Excerpts from a dataset
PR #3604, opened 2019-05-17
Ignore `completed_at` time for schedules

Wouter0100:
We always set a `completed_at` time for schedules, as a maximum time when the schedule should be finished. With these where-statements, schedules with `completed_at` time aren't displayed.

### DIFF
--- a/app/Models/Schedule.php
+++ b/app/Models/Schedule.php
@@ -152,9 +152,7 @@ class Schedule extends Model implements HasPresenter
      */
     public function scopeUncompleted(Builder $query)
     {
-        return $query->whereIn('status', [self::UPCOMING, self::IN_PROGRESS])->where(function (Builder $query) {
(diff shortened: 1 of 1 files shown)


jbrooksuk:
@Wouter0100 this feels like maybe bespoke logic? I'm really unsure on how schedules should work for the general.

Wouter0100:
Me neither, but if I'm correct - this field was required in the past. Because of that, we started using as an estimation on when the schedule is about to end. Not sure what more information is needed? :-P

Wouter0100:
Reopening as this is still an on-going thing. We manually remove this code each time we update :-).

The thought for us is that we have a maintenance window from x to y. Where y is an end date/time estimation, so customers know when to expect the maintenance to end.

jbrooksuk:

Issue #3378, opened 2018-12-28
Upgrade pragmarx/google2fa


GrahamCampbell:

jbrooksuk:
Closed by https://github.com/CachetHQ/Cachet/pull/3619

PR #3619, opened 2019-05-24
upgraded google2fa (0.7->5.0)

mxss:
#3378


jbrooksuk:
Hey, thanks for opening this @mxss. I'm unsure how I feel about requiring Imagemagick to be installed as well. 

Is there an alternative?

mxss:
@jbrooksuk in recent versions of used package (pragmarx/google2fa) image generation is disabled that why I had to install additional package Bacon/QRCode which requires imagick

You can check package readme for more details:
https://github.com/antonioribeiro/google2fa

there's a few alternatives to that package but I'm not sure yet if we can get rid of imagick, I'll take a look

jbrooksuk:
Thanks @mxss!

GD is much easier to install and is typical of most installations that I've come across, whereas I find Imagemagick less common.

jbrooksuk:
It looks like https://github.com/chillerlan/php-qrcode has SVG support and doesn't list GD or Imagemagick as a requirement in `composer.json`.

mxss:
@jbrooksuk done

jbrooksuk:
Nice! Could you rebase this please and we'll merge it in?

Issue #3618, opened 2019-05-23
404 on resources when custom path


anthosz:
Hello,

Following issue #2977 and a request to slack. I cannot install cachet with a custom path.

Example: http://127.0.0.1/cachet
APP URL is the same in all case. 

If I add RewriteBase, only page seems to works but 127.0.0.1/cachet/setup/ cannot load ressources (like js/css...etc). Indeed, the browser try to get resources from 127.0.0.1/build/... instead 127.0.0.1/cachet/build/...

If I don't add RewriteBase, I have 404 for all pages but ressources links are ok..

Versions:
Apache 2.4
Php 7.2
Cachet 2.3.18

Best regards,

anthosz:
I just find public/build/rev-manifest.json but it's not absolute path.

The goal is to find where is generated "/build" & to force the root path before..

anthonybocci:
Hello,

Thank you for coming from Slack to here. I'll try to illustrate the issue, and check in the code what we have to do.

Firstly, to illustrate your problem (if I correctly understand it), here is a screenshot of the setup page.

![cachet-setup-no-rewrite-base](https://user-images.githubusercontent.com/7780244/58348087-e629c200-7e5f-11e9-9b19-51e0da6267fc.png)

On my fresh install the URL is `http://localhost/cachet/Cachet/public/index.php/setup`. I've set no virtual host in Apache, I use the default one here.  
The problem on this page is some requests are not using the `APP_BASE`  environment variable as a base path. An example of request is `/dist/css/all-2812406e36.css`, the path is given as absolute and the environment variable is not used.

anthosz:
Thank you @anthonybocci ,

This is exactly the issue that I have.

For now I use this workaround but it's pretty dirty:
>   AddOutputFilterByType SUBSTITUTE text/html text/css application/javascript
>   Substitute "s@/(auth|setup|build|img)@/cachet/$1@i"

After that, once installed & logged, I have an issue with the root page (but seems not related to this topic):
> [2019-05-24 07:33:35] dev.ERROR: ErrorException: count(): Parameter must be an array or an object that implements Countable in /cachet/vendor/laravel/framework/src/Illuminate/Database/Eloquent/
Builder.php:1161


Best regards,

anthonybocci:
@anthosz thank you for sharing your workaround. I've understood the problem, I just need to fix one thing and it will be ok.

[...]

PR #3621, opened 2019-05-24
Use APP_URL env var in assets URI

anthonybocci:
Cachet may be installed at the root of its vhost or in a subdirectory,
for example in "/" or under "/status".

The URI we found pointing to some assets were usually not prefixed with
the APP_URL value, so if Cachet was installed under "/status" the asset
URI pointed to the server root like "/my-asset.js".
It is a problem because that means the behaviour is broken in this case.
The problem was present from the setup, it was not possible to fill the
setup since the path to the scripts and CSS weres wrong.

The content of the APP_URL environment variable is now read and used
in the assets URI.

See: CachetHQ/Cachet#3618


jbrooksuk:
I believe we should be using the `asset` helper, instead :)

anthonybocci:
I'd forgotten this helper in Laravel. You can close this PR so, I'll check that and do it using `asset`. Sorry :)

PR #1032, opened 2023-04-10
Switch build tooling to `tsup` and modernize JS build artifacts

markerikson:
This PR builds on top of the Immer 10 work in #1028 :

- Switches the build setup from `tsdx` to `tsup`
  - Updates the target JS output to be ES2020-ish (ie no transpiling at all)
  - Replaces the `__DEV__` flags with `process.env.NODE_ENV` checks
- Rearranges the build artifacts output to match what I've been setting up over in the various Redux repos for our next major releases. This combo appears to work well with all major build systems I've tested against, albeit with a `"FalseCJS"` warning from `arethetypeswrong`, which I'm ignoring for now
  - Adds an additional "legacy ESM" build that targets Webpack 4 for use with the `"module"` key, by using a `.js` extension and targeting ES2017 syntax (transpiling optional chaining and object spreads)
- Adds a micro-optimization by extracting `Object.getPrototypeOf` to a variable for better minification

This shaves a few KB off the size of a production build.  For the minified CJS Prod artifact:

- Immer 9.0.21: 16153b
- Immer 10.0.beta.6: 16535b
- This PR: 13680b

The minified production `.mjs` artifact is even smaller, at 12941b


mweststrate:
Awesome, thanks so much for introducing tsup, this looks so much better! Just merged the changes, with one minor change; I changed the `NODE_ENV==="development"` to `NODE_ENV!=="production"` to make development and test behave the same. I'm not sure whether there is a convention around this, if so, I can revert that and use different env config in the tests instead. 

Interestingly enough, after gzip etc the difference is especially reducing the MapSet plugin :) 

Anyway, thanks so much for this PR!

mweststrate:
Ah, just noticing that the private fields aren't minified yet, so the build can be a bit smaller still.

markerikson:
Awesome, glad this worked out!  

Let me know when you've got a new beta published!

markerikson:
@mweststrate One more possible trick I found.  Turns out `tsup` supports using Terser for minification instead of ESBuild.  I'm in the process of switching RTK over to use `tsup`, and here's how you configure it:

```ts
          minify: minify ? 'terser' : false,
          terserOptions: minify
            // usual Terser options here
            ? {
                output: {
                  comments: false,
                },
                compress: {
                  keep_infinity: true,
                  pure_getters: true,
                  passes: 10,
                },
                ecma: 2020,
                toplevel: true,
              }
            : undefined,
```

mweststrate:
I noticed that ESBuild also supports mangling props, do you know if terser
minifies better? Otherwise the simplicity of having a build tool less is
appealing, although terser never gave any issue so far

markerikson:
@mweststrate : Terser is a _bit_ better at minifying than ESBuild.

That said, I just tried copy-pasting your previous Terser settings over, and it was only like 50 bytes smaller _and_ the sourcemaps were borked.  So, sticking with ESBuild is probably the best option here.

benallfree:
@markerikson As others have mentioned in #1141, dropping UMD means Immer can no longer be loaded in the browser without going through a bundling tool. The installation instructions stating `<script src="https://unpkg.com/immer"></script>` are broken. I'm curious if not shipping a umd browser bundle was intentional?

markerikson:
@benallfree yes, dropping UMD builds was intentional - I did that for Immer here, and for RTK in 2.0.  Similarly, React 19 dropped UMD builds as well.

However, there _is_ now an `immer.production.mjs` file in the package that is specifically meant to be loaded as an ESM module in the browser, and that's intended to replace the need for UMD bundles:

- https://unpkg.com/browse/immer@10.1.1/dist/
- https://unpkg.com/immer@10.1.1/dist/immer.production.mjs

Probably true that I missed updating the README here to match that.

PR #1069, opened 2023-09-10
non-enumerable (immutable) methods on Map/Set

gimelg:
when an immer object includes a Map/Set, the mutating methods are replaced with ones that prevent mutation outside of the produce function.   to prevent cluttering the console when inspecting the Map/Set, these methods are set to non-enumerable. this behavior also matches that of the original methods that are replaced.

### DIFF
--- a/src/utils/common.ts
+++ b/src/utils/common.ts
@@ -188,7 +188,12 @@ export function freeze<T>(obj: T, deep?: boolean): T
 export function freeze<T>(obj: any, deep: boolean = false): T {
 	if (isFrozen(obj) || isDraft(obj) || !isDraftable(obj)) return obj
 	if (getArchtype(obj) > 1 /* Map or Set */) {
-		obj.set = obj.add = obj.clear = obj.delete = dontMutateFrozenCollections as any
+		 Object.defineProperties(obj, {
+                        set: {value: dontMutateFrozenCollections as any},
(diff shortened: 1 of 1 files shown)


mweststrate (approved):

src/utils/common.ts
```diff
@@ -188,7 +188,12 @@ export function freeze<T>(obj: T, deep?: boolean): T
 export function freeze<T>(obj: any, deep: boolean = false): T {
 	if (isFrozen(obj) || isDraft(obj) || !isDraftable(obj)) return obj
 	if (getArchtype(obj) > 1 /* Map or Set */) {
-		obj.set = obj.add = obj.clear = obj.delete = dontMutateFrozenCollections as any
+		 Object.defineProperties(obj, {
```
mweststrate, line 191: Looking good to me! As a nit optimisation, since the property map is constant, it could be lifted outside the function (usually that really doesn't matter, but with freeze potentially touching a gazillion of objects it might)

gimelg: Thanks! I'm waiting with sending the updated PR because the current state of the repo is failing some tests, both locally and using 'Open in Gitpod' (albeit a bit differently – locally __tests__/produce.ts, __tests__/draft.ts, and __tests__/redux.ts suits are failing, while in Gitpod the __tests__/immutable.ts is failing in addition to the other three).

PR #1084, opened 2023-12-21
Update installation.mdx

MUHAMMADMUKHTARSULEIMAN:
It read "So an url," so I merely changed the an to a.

Task to complete
Only a number is wanted. Count the lines of the data that contain "broken".

Solution
2